Lin Y-X, Baladandayuthapani V, Bonato V, Do K-A
Centre for Statistical and Survey Methodology, School of Mathematics and Applied Statistics, University of Wollongong NSW 2522, Australia.
Cancer Inform. 2010 Oct 12;9:229-49. doi: 10.4137/CIN.S5614.
Existing methods for estimating copy number variations in array comparative genomic hybridization (aCGH) data are limited to estimations of the gain/loss of chromosome regions for single sample analysis. We propose the linear-median method for estimating shared copy numbers in DNA sequences across multiple samples, demonstrate its operating characteristics through simulations and applications to real cancer data, and compare it to two existing methods.

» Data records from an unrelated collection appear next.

PR #280, opened 2020-11-26
document the unwrap! macro

japaric:
unsure if we should also document the macro in the book -- that may end up being repetitive

### DIFF
--- a/src/lib.rs
+++ b/src/lib.rs
@@ -118,7 +118,33 @@ pub use defmt_macros::todo_ as unimplemented;
 /// [the manual]: https://defmt.ferrous-systems.com/macros.html
 pub use defmt_macros::panic_ as panic;
 
-/// todo
+/// This macro is roughly equivalent to `{Option,Result}::{expect,unwrap}` but invocation looks
+/// a bit different because this is a macro and not a method. The other difference is that
+/// `unwrap!`-ing a `Result<T, E>` value requires that the error type `E` implements the `Format`
+/// trait
+///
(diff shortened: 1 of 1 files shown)


src/lib.rs
```diff
@@ -118,7 +118,33 @@ pub use defmt_macros::todo_ as unimplemented;
 /// [the manual]: https://defmt.ferrous-systems.com/macros.html
 pub use defmt_macros::panic_ as panic;
 
-/// todo
+/// This macro is roughly equivalent to `{Option,Result}::{expect,unwrap}` but invocation looks
```
jonas-schievink, line 121: Maybe add a 1-line description at the top for nicer rustdoc output?

```suggestion
/// Unwraps an `Option` or `Result`, panicking if it is `None` or `Err`.
///
/// This macro is roughly equivalent to `{Option,Result}::{expect,unwrap}` but invocation looks
```

src/lib.rs
```diff
@@ -118,7 +118,33 @@ pub use defmt_macros::todo_ as unimplemented;
...
+/// a bit different because this is a macro and not a method. The other difference is that
+/// `unwrap!`-ing a `Result<T, E>` value requires that the error type `E` implements the `Format`
+/// trait
+///
+/// The following snippet shows the differences between core's unwrap method and defmt's unwrap
+/// macro
```
jonas-schievink, line 127:
```suggestion
/// macro:
```

jonas-schievink (approved):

Our proposed linear-median method has the power to estimate common changes that appear at isolated single probe positions or very short regions. Such changes are hard to detect by current methods. This new method shows a higher rate of true positives and a lower rate of false positives. The linear-median method is non-parametric and hence is more robust in estimating copy number. Additionally the linear-median method is easily computable for practical aCGH data sets compared to other copy number estimation methods.
现有用于估计阵列比较基因组杂交(aCGH)数据中拷贝数变异的方法仅限于对单个样本分析的染色体区域增益/缺失的估计。我们提出了线性中位数方法来估计多个样本DNA序列中的共享拷贝数,通过模拟和对实际癌症数据的应用展示其操作特性,并将其与两种现有方法进行比较。
我们提出的线性中位数方法有能力估计出现在孤立单探针位置或非常短区域的常见变化。这种变化目前的方法难以检测到。这种新方法显示出更高的真阳性率和更低的假阳性率。线性中位数方法是非参数的,因此在估计拷贝数时更稳健。此外,与其他拷贝数估计方法相比,线性中位数方法对于实际的aCGH数据集易于计算。